» **Assignment**
Taking each line of the records in turn, count those containing "loss" and report only the number.

===== Source data

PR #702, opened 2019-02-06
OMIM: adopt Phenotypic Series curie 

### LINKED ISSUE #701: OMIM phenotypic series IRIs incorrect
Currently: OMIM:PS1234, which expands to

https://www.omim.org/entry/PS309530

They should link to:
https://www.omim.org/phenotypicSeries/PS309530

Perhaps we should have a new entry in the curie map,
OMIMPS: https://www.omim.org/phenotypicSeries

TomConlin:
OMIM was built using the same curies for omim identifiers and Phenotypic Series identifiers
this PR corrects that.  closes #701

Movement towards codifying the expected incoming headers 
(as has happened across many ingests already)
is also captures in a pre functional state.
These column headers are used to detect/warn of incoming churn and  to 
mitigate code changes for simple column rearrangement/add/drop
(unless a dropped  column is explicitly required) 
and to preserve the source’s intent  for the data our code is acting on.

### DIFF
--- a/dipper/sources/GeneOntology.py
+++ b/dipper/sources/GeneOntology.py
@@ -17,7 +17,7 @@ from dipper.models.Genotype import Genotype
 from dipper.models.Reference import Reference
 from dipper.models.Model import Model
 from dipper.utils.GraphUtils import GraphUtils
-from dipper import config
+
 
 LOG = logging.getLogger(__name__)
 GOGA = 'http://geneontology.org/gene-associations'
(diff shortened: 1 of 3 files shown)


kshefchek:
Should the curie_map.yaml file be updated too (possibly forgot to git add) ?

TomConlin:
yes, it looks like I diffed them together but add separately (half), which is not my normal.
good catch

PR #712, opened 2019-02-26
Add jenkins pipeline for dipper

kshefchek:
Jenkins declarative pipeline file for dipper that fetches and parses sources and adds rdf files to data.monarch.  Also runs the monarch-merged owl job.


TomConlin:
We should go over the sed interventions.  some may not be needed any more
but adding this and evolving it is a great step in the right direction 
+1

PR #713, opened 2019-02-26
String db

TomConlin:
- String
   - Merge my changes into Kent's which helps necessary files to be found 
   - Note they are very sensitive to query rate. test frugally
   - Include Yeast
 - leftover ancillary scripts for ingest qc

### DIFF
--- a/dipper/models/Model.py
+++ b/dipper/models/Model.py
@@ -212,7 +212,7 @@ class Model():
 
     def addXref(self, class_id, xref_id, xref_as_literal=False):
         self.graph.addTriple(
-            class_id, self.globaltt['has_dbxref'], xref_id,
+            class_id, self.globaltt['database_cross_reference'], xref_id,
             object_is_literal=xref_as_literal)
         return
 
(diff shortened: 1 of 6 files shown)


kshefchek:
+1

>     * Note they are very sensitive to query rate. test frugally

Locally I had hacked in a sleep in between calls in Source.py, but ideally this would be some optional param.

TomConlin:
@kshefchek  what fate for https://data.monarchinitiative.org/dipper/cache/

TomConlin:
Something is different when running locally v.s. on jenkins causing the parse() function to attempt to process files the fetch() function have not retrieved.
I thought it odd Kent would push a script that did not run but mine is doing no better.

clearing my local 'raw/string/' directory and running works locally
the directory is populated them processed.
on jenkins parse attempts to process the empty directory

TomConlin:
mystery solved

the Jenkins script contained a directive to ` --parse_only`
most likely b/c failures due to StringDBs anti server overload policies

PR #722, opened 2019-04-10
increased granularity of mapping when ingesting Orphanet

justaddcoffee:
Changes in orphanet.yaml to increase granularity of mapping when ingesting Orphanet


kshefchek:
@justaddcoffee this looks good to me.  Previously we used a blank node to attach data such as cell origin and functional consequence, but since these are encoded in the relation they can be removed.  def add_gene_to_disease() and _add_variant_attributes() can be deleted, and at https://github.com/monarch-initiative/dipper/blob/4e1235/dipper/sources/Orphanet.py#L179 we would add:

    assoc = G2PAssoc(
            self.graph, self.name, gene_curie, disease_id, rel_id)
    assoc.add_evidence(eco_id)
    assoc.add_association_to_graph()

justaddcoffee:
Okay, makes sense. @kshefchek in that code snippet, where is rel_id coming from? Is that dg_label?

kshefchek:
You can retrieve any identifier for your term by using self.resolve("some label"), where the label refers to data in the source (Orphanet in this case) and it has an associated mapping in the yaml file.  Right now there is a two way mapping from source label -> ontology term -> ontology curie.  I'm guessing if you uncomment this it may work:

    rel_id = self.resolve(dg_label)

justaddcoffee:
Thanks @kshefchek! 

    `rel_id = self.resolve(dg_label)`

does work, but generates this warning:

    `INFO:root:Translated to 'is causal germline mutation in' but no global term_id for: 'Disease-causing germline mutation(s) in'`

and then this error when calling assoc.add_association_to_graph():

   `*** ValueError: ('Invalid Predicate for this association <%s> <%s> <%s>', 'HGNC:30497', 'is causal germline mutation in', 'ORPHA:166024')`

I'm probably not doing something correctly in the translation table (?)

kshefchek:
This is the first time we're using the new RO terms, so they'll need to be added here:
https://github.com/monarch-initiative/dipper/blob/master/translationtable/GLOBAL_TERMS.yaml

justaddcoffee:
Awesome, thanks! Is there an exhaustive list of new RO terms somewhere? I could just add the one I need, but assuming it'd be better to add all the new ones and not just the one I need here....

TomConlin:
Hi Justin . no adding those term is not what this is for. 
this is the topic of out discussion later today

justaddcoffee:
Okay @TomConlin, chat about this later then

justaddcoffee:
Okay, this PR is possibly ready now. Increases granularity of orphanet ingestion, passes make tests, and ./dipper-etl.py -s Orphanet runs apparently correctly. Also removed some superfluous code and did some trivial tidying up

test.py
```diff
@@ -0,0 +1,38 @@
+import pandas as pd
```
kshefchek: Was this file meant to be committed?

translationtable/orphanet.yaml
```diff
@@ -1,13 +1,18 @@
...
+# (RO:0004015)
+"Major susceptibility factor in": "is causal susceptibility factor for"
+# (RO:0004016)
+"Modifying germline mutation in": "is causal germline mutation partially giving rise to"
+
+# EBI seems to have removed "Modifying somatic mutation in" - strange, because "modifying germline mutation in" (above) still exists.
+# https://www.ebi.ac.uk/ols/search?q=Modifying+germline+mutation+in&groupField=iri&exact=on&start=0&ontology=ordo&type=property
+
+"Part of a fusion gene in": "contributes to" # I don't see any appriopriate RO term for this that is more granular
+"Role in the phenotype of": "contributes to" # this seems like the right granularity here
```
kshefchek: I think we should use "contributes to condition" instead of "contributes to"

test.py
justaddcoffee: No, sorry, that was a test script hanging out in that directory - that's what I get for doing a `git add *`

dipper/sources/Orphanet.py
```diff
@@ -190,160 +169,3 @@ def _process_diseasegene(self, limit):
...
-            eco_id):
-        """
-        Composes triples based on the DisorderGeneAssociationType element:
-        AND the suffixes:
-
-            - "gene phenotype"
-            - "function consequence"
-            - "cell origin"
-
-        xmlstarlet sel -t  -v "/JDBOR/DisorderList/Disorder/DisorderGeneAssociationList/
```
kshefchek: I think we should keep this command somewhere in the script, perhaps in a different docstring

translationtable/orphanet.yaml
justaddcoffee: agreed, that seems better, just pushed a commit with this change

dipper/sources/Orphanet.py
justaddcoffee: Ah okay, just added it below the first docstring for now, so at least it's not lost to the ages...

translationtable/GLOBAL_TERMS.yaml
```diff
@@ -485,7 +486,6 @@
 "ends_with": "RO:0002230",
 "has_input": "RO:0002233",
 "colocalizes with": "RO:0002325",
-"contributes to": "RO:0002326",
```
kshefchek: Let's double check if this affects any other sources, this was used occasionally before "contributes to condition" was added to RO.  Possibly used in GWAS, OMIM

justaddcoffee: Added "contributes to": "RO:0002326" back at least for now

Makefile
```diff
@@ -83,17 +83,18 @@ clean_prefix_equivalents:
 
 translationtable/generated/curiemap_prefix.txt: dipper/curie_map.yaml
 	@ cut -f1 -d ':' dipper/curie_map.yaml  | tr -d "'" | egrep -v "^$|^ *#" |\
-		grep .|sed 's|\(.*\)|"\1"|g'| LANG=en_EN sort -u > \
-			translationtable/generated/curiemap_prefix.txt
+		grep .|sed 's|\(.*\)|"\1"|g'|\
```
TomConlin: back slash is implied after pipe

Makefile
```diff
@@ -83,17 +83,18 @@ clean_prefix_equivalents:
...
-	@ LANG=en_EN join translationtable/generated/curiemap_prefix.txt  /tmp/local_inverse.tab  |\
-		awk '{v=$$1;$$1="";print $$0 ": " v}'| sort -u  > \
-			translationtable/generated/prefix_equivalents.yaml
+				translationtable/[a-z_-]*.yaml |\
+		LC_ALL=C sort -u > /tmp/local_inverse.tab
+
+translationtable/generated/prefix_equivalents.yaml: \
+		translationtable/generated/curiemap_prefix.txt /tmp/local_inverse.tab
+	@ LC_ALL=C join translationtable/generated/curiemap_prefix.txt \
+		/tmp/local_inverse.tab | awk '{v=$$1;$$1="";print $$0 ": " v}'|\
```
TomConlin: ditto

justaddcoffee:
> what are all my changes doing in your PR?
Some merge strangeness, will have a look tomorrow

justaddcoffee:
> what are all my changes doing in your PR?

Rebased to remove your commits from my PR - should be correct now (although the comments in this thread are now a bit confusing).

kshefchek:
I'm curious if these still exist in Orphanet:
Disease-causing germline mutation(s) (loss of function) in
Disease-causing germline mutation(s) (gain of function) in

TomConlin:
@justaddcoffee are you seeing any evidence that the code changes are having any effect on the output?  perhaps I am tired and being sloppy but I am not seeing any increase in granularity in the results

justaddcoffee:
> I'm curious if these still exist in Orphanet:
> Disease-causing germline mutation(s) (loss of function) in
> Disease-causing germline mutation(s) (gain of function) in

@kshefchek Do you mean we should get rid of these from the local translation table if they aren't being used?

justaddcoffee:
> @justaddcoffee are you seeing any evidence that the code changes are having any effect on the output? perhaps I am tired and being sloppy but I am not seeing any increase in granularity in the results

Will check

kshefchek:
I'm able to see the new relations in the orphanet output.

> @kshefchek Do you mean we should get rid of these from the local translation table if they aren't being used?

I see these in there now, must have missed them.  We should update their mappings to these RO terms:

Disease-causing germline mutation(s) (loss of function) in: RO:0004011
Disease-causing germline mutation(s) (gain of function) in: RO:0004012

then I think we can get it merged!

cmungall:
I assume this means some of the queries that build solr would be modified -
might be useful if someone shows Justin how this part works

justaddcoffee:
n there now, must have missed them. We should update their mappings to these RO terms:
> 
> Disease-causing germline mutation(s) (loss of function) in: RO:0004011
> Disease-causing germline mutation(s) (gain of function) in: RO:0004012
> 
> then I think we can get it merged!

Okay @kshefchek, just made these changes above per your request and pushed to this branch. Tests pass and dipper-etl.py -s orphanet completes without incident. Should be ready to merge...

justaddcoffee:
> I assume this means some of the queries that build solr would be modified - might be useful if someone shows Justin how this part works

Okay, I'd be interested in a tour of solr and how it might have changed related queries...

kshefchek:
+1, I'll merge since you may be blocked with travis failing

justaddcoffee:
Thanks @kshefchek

==========

» **Answer to this exercise**
4